──────── The data
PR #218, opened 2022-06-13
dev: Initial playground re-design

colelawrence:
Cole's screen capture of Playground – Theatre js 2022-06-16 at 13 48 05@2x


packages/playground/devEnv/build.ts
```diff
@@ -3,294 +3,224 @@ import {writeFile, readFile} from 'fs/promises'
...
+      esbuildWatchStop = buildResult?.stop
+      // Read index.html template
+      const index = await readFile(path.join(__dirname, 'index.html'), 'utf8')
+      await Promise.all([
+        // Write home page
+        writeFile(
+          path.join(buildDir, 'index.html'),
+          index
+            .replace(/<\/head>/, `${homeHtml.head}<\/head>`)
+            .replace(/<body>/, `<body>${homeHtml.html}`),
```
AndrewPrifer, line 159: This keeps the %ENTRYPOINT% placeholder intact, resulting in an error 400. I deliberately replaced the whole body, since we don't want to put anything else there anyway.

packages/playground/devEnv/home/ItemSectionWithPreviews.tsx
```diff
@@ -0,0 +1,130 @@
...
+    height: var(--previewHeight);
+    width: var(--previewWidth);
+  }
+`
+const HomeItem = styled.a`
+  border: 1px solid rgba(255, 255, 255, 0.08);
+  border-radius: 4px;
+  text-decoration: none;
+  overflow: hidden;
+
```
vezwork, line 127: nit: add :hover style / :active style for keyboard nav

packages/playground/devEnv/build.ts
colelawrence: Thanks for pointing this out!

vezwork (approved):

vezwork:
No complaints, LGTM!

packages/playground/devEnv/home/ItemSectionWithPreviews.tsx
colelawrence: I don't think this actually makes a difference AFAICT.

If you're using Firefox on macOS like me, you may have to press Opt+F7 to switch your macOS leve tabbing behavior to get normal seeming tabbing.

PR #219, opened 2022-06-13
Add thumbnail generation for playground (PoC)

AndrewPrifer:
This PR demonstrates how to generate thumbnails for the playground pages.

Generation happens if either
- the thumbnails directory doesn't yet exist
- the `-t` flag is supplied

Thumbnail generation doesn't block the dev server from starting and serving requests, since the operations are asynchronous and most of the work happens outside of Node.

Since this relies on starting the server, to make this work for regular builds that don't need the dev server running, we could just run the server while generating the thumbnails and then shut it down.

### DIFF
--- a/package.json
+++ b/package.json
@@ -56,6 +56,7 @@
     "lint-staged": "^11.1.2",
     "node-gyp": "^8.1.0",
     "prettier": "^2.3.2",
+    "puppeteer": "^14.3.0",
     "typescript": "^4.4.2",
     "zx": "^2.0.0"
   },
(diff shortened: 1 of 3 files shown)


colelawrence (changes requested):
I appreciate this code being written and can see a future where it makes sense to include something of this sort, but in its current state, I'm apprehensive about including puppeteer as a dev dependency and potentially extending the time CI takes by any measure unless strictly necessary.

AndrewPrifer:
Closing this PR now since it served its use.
────────────────
— About this task —
Retype the records above exactly.

— Task result —
PR #218, opened 2022-06-13
dev: Initial playground re-design

colelawrence:
Cole's screen capture of Playground – Theatre js 2022-06-16 at 13 48 05@2x


packages/playground/devEnv/build.ts
```diff
@@ -3,294 +3,224 @@ import {writeFile, readFile} from 'fs/promises'
...
+      esbuildWatchStop = buildResult?.stop
+      // Read index.html template
+      const index = await readFile(path.join(__dirname, 'index.html'), 'utf8')
+      await Promise.all([
+        // Write home page
+        writeFile(
+          path.join(buildDir, 'index.html'),
+          index
+            .replace(/<\/head>/, `${homeHtml.head}<\/head>`)
+            .replace(/<body>/, `<body>${homeHtml.html}`),
```
AndrewPrifer, line 159: This keeps the %ENTRYPOINT% placeholder intact, resulting in an error 400. I deliberately replaced the whole body, since we don't want to put anything else there anyway.

packages/playground/devEnv/home/ItemSectionWithPreviews.tsx
```diff
@@ -0,0 +1,130 @@
...
+    height: var(--previewHeight);
+    width: var(--previewWidth);
+  }
+`
+const HomeItem = styled.a`
+  border: 1px solid rgba(255, 255, 255, 0.08);
+  border-radius: 4px;
+  text-decoration: none;
+  overflow: hidden;
+
```
vezwork, line 127: nit: add :hover style / :active style for keyboard nav

packages/playground/devEnv/build.ts
colelawrence: Thanks for pointing this out!

vezwork (approved):

vezwork:
No complaints, LGTM!

packages/playground/devEnv/home/ItemSectionWithPreviews.tsx
colelawrence: I don't think this actually makes a difference AFAICT.

If you're using Firefox on macOS like me, you may have to press Opt+F7 to switch your macOS leve tabbing behavior to get normal seeming tabbing.

PR #219, opened 2022-06-13
Add thumbnail generation for playground (PoC)

AndrewPrifer:
This PR demonstrates how to generate thumbnails for the playground pages.

Generation happens if either
- the thumbnails directory doesn't yet exist
- the `-t` flag is supplied

Thumbnail generation doesn't block the dev server from starting and serving requests, since the operations are asynchronous and most of the work happens outside of Node.

Since this relies on starting the server, to make this work for regular builds that don't need the dev server running, we could just run the server while generating the thumbnails and then shut it down.

### DIFF
--- a/package.json
+++ b/package.json
@@ -56,6 +56,7 @@
     "lint-staged": "^11.1.2",
     "node-gyp": "^8.1.0",
     "prettier": "^2.3.2",
+    "puppeteer": "^14.3.0",
     "typescript": "^4.4.2",
     "zx": "^2.0.0"
   },
(diff shortened: 1 of 3 files shown)


colelawrence (changes requested):
I appreciate this code being written and can see a future where it makes sense to include something of this sort, but in its current state, I'm apprehensive about including puppeteer as a dev dependency and potentially extending the time CI takes by any measure unless strictly necessary.

AndrewPrifer:
Closing this PR now since it served its use.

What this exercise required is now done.